In the records that follow, the lines from the one containing "PR #1725, opened 2026-05-25" to the one containing "PR #1729, opened 2026-05-30", inclusive, are to be given again exactly.

══ Data ══

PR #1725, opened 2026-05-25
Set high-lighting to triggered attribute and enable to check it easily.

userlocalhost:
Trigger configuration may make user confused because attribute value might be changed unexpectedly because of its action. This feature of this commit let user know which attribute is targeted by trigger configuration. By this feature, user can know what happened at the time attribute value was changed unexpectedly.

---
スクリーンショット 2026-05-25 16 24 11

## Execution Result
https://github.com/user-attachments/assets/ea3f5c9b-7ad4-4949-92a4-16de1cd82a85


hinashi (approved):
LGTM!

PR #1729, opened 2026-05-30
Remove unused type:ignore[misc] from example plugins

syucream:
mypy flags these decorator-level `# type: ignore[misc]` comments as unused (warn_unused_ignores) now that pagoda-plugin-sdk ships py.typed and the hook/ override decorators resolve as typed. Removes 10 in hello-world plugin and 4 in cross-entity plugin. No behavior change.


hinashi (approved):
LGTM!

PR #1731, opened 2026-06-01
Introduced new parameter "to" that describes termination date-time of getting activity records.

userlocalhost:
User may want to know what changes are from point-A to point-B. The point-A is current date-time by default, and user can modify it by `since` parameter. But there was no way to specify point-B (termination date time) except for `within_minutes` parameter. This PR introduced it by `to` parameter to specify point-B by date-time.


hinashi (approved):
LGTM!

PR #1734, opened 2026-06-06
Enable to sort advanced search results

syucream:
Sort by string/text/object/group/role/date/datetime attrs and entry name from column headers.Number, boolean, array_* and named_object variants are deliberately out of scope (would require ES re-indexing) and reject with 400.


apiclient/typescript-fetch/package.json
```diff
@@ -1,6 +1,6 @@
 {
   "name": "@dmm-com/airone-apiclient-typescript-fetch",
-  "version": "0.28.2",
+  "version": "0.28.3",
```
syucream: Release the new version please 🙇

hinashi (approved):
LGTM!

═══
══ Data ══

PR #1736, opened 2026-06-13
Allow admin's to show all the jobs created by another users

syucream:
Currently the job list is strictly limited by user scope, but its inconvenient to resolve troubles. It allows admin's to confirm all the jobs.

═══
══ Data ══

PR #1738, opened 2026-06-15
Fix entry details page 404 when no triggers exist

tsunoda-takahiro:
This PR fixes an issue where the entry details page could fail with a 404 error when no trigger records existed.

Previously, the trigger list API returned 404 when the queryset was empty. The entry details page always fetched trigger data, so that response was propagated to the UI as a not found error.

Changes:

═══

[Solution]
PR #1725, opened 2026-05-25
Set high-lighting to triggered attribute and enable to check it easily.

userlocalhost:
Trigger configuration may make user confused because attribute value might be changed unexpectedly because of its action. This feature of this commit let user know which attribute is targeted by trigger configuration. By this feature, user can know what happened at the time attribute value was changed unexpectedly.

---
スクリーンショット 2026-05-25 16 24 11

## Execution Result
https://github.com/user-attachments/assets/ea3f5c9b-7ad4-4949-92a4-16de1cd82a85


hinashi (approved):
LGTM!

PR #1729, opened 2026-05-30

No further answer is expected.